Philmont - Introduction - Part 2
Last week, I gave you a high-level overview of the Philmont Scout Ranch, and in future posts, I will go into our trek and our experiences there, but today’s post is more about my medical issues leading up to the trip, during and after the trip as well.
While preparing for the trip, I decided that I would clue the other two adults that I was going to be working with, about my medical issues. I wrote them both a letter and gave it to them and then we sat down and talked about it. At that time I had been dealing with all this for about seven years and the doctors were leaning heavily towards it being Multiple Sclerosis. I had all the textbook symptoms back then.
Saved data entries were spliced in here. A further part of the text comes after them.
PR #4156, opened 2018-12-04
Make exec aka code max size configurable

chetanmeh:
Makes the exec hard coded 48 MB limit configurable. 

## Description
In our setups we may want to reduce the max size at controller level hence need to make it configurable. 

Note that for supporting higher value changes in other places would also be needed. See #3712 for more details

## Related issue and scope

- [ ] API
- [x] Controller
- [ ] Loadbalancer
- [ ] Invoker
- [ ] Tests
- [ ] Deployment
- [ ] CLI
- [ ] General tooling
- [x] Documentation

## Types of changes

## Checklist:

### DIFF
--- a/common/scala/src/main/resources/application.conf
+++ b/common/scala/src/main/resources/application.conf
@@ -234,6 +234,9 @@ whisk {
         std = 1
     }
 
+    # maximum size of the action code
+    exec-size-limit = 48 m
+
     query-limit {
         max-list-limit     = 200  # max number of entities that can be requested from a collection on a list operation
         default-list-limit = 30   # default limit on number of entities returned from a collection on a list operation
--- a/common/scala/src/main/scala/org/apache/openwhisk/core/WhiskConfig.scala
+++ b/common/scala/src/main/scala/org/apache/openwhisk/core/WhiskConfig.scala
@@ -239,5 +239,6 @@ object ConfigKeys {
 
   val s3 = "whisk.s3"
   val query = "whisk.query-limit"
+  val execSizeLimit = "whisk.exec-size-limit"
 
 }
--- a/common/scala/src/main/scala/org/apache/openwhisk/core/entity/Exec.scala
+++ b/common/scala/src/main/scala/org/apache/openwhisk/core/entity/Exec.scala
@@ -229,7 +229,12 @@ protected[core] case class SequenceExecMetaData(components: Vector[FullyQualifie
 
 protected[core] object Exec extends ArgNormalizer[Exec] with DefaultJsonProtocol {
 
+  val maxSize: ByteSize = 48.MB
   val sizeLimit = loadConfigOrThrow[ByteSize](ConfigKeys.execSizeLimit)
+
+  require(
+    sizeLimit <= maxSize,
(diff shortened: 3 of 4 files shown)


rabbah:
deja vu.... didn't we do this already?

rabbah:
https://github.com/apache/incubator-openwhisk/pull/3757 and https://github.com/apache/incubator-openwhisk/pull/3835 both neither was merged. FYI @cbickel

cbickel:
I wanted to do this in addition to another problem, that I detected, but I never had the time to work on the review.
But what needs to be added to this PR before it can get merged:
- Adapt max allowed request size in ingress
- Adapt the max allowed size of requests in the controller (or at least check, that larger actions are no problem)
- Add a test, that it is at least possible to create an action if it has a size just beyond the limit (?)

If you want, you can also copy and adapt the following test to ensure, that the database is able to store actions with the configured size. https://github.com/apache/incubator-openwhisk/pull/3835/files#diff-522299b4c416d089f4c75c9189447452R207
But if you have a system test, what would be better, you don't need it, of cause.

chetanmeh:
@cbickel  For now our requirement is more about reducing this limit. Hence kept the scope small for this. To enable a simple one config switch to allow larger code size would need more effort (as you did in other  PR).

cbickel:
Ok, I agree, that the risk is much lower on only reducing the limit.
But on making it configurable, someone could also increase it and be disappointed, if it doesn't work for whatever reason.
So I'd suggest to require it to be lower or equal to 48.

But I think adapting the request size in nginx and controller should be part of this PR anyway. Because this is a protection. There is no need for requests with a size of 50MB if it is allowed to create actions with a maximum size of 10MB. This request can already be filtered out in the front door.

chetanmeh:
> So I'd suggest to require it to be lower or equal to 48.

Makes sense

> But I think adapting the request size in nginx and controller should be part of this PR anyway. 

Not sure on that part. If someone is trying to lower it then he can modify the other settings as well on his setup. For e.g. in our case we do not leverage the out of the box ansible books (and probably same things stands for kube deployments). So we can keep the default setting as is and just provide a way to make it configurable with the understanding that a system admin tweaking this also adapt other settings (possibly document it in conf file as a note)

rabbah:
@chetanmeh can you rebase this to pick up conflicting changes?

rabbah:
Oops sorry for the miscommunication - I thought that was a good suggestion and that I didn’t find a require to enforce the max size. Should be a quick addition to the config loader?

chetanmeh:
Sorry for the confusion. Added a check to ensure that configured size is no more than max size limit of 48 MB

```
Caused by: java.lang.IllegalArgumentException: requirement failed: Executable code size limit 52428800 B specified by 'whisk.exec-size-limit' should not be more than max size of 48 MB
	at scala.Predef$.require(Predef.scala:277)
	at org.apache.openwhisk.core.entity.Exec$.<init>(Exec.scala:237)
	at org.apache.openwhisk.core.entity.Exec$.<clinit>(Exec.scala)
	... 12 more
```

Parts of my letter to them included:
Vision problems – For me, I tend to have blurred vision in my left eye when I start to overdo it. I will lose vision in that eye for short periods of time (5-10 minutes). Usually resting restores things back to normal for me. This is a good indicator that I’m pushing and I will have further issues if I don’t take a break.
Abnormal sensations (Partial numbness, tingling, buzzing, and vibration sensations) – For me, my left side is usually numb. I also often have shooting pains like stabbing or burning in random locations. They come and go without warning. Ignoring them usually works.
Impaired thinking (Short-term and long-term memory problems, forgetfulness, slow word recall) – For me, it is usually slow thinking with word recall, forgetfulness, and short-term memory loss.
Spasticity (Jerking and twitching muscles, tics, often noticeable) – This is usually constant in one location or the other in my body. More annoying than anything else.
Fatigue – This is my downfall for Philmont. However, we have been working on ways for me to “bounce” back quicker. Currently, Vitamin B seems to speed recovery.
Heat sensitivity (Increase in severity of symptoms with heat) – This has been a problem in the past, but we again are working on overcoming or working around it.
Dizziness – This is a more recent event for me, but it has not been a player at this point.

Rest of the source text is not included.